• Suite de ma lettre ouverte à Michel Sabourdy Rédacteur en chef de l’Ancien d’Algérie

    Suite de ma lettre ouverte à Michel Sabourdy  Rédacteur en chef de l’Ancien d’Algérie

     

    Suite de ma lettre ouverte

    à Michel Sabourdy

    Rédacteur en chef de l’Ancien d’Algérie

    Suite de ma lettre ouverte à Michel Sabourdy  Rédacteur en chef de l’Ancien d’Algérie

    Lien pour vous remémorer cette lettre :

    http://www.micheldandelot1.com/lettre-ouverte-a-michel-sabourdy-redacteur-en-chef-de-l-ancien-d-alger-a148881762

    Suite de ma lettre ouverte à Michel Sabourdy  Rédacteur en chef de l’Ancien d’Algérie

    Bonjour Michel Sabourdy,

    J’aurai préféré que tu me répondes sur mon blog mais tu as choisi « la voix privée », comme aucune loi n’interdit de transformer une conversation privée en publique je vais divulguer l’une de tes réponses qui me paraît assez révélatrice de l’état d’esprit qui règne à la FNACA. Je sais que tu ne pourras pas me répondre pour le moment puisque tu es au Congrès national à Marseille. Tu écris :

     

    « Et puis un jour il faudra en finir avec vos obsessions « Bigeardesques »  ! 

    Bigeard n’a été que la partie visible de l’iceberg. Les « pouvoirs spéciaux » ont donné carte blanche aux militaires et il n’a peut-être pas été le plus fasciste d’entre eux. 

    Un lecteur très introduit dans les milieux cathos me disait récemment que même des séminaristes avaient pu se livrer à des actes odieux à l’encontre de prisonniers !

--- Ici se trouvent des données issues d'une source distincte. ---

Issue #182, opened 2023-11-20
Enable test of function without any sut as argument


n-osborne:
For now, these functions are ignored (and a warning is displayed to the user). Allowing to test these functions would increase test coverage.
This would also be a first step in making the tool more flexible.

n-osborne:
Fixed by #235

PR #235, opened 2024-06-10
Add support for functions without SUT argument

nikolaushuber:
This PR adds support for specifying functions that do not interact with the SUT. 

This responds to #182.


n-osborne (approved):
Nice work! Thanks!

I just have two tiny remarks, feel free to ignore:

- as already told offline, I prefer the tests to be run on every commit and not splitting the changes of the code and the conges on the tests.
- this one is really a matter of taste: I find `Option.fold` to be rather verbose compared to, and not clearer than, a simple pattern matching, so I tend to use the latter. This is particullary true when the term on each branch is rather complicated like:
  + [here](https://github.com/ocaml-gospel/ortac/pull/235/files#diff-cce013aa680978eb255a8a24cfccfa7f52526bc4d44fbd86627df8a94b39415dR152)
  + [here](https://github.com/ocaml-gospel/ortac/pull/235/files#diff-cce013aa680978eb255a8a24cfccfa7f52526bc4d44fbd86627df8a94b39415dR337)
  + [here](https://github.com/ocaml-gospel/ortac/pull/235/files#diff-cce013aa680978eb255a8a24cfccfa7f52526bc4d44fbd86627df8a94b39415dR416)
  + and [there](https://github.com/ocaml-gospel/ortac/pull/235/files#diff-cce013aa680978eb255a8a24cfccfa7f52526bc4d44fbd86627df8a94b39415dR467)

Issue #203, opened 2024-02-21
Add support for function returning tuples


n-osborne:
Functions returning tuples are filtered out in `Ir_of_gospel.no_functional_arg_or_returned_tuple`
Then it is possible to follow where the code need to be amended as there are some `failwith` talking about tuples.

jmid:
I hand-wrote support for a 6-tuple when I first needed it as part of testing weak hash sets:
https://github.com/ocaml-multicore/multicoretests/blob/7b9b1c123286f1f4db7d13e773f68198ca9b04cd/src/weak/stm_tests_hashset.ml#L112-L122

IIUC, it should be possible to generate similar lines (on demand) from the plugin, if we encounter a returned (or argument?) tuple. :thinking:

shym:
As `QCheck.Print.tup`_n_ are defined up to 9 only, I wondered whether it’s worth the effort of generating them rather than writing them once and for all.
(We might still be gentle and include in the generated file only the required tuples, though)

jmid:
True, tuples in OCaml APIs are relatively rare - and a 2-digit one more so! :smiley:
Down the line we may want to extend the support further, e.g., to record types, where a print function is not available.
At that point, ppx_deriving show may be an option.

jmid:
I believe this one is fixed by #237

n-osborne:
I believe you're right!

PR #237, opened 2024-06-19
Add support for tuples

nikolaushuber:
This PR adds support for tuples as arguments and as return values. 

This responds to #203


n-osborne (commented):
Thank you, very nice looking PR!
I just have a few remarks.

I really liked that you've splitted the PR in two steps, adding support for tuples as argument, then as returned values. This really eases the review :-)

I believe you didn't run the tests on every commit.

I suggest you fix the qualify bug (40edf86) before adding the test case that reveals it, as it generates incorrect code.

Now, for per commit remarks:

9b10630

You modified the documentation (the `example_limitations.mli` file) and the code. I think you didn't intend to as 1674f3c is dedicated to update the documentation.

It also contains some new test cases that would fit better in the commit adding the test in question (1d4dfda)

3efe5cfc3

You've added a new warning and filter out functions based on tuple arity in the `ir_of_gospel` phase. Which is a very good idea. This leads to removing a check you've just added in the previous commit (9b10630). Going in the reverse order, you wouldn't have to implement the removed check.

Also, the name is (rightfully) changed from `no_functional_arg_or_returned_tuple` to `no_functional_arg_or_big_tuple` later (5bda4ddc). I believe it would make more sense to change the function name in the same commit than its definition.

5bda4ddc

[`last_e`](https://github.com/ocaml-gospel/ortac/pull/237/files#diff-cce013aa680978eb255a8a24cfccfa7f52526bc4d44fbd86627df8a94b39415dR1012) is not a very informative name, may I suggest `ty_show` as it is what is being build?

[Here](https://github.com/ocaml-gospel/ortac/pull/237/files#diff-cce013aa680978eb255a8a24cfccfa7f52526bc4d44fbd86627df8a94b39415dR1021), you uses `QCheck.Print.tupX`. The rest of the generated code (and STM in general) uses `Util.Pp.pp_*` which exposes `pp_tupleX` for X from 2 to 10 (included). Maybe e should stick to the latter, for consistency sake.

Also, I think it would be better to use `qualify` rather than `evar` on a string containing dots (for consistency sake again, as `evar` uses `Longident.parse` internally which I've discovered recently and I'm now wondering if we should get rid of our `qualify`... but that would be a story for another PR anyway).

In [`tuple_types`](https://github.com/ocaml-gospel/ortac/pull/237/files#diff-cce013aa680978eb255a8a24cfccfa7f52526bc4d44fbd86627df8a94b39415dR1057), you can include the access to the returned type in your `aux`iliary function. This way you don't have to allocate the `ret_tys` list (not that ortac will be run on huge interfaces).

n-osborne (approved):
Thank you!

PR #239, opened 2024-06-20
Use existing functionaly from `Ppxlib.Longident`

n-osborne:
Self-explanatory.


nikolaushuber (approved):
Someone should eventually update/extend the documentation on Ppxlib ;)

Issue #238, opened 2024-06-19
[qcheck-stm] Incomplete computation warning 


nikolaushuber:
There seems to be a problem with printing of return values: 

```bash
$ cat > incomplete_comp.mli << EOF
> type 'a t
> (*@ model contents : 'a list *)
>
> val make : unit -> 'a t 
> (*@ t = make ()
>    ensures t.contents = [] *)
>
> val size : 'a t -> int 
> (*@ s = size t 
>   ensures s = List.length t.contents *)
> EOF
$ cat > incomplete_comp_config.ml << EOF 
> open Incomplete_comp 
> let init_sut = make () 
> type sut = int t
> EOF 
$ ortac qcheck-stm incomplete_comp.mli incomplete_comp_config.ml > /dev/null
File "incomplete_comp.mli", line 8, characters 0-81:
 8 | val size : 'a t -> int 
 9 | (*@ s = size t 
10 |     ensures s = List.length t.contents *)
Warning: Incomplete computation of the returned value in the specification of size. Failure message won't be able to display the expected returned value.
```

n-osborne:
Thanks!

I believe the problem comes from [here](https://github.com/ocaml-gospel/ortac/blob/main/plugins/qcheck-stm/src/ir_of_gospel.ml#L175)

Gospel sometimes add an `fs_apply` symbol in the AST that is not handle here.

PR #240, opened 2024-06-20
Remove bug with integers in return values 

nikolaushuber:
This PR removes a bug/shortcoming within the qcheck-stm plugin when testing functions that return integers. 
Gospel has two different types for integers (int & integer), but only int has a pretty-printer defined in STM. 
Gospel also automatically adds casting operations for ints to integers where needed. 

The code added in this PR dynamically detects where these casts have been added and automatically adds reverse-castings for error pretty-printers where needed. 

This responds to #238.


n-osborne (commented):
Thank you for this PR!

This looks really good.

I rather have the changes in the tests in the same commit than the changes in the code that cause them. I know that this generate a lot of "noise" in the diff, but we can always give `git` a path to focus on the part we want to inspect. And that way, we have coherent commits.

I've given some thoughts on how to handle the pretty printing of `Gospel.integer`s.
In your very detailed commit message (ddcdb3d7)(thanks for that :-)) you describe two ways:

> - Add integer pretty-printers to STM
> - Automatically cast integers back to ints when needed

The problem I see with the second option is that `integer_of_int` can raise an exception that is not caught in the generated code. Even, if we catch it, we are loosing some information when the `integer` is larger than an `int` (not sure it will happen that often though).

`Gospel.integers`s are implemented as `Z.t`, I think it would be worth it to ask the STM devs whether it could be intersting to add `Z.t` support. If not, there is also the solution to add them in the generated code (in the `Ty` module). We can add them by default: there is a rather high probability that the tested module contains some functions returning an `int` (casted by Gospel as an `integer`). In the case there is not, the cost is not prohibitive.

n-osborne (commented):
Very nice :-)

I just made a few located remarks.

n-osborne:
Thanks!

    Alors arrêtez de fantasmer sur le fait que Bigeard, très opportuniste, avait rejoint la FNACA à Toul «  parce que c’est là que sont les gars » ! (Sic)

    Et enfin, si la FNACA avait trié ses membres en fonction de leurs engagements politiques, nous serions restés une organisation croupion sans aucune efficacité ni représentativité. 

    Moi aussi j’étais mal à l’aise, il y a 50 ans, quand je voyais certaines recrues. 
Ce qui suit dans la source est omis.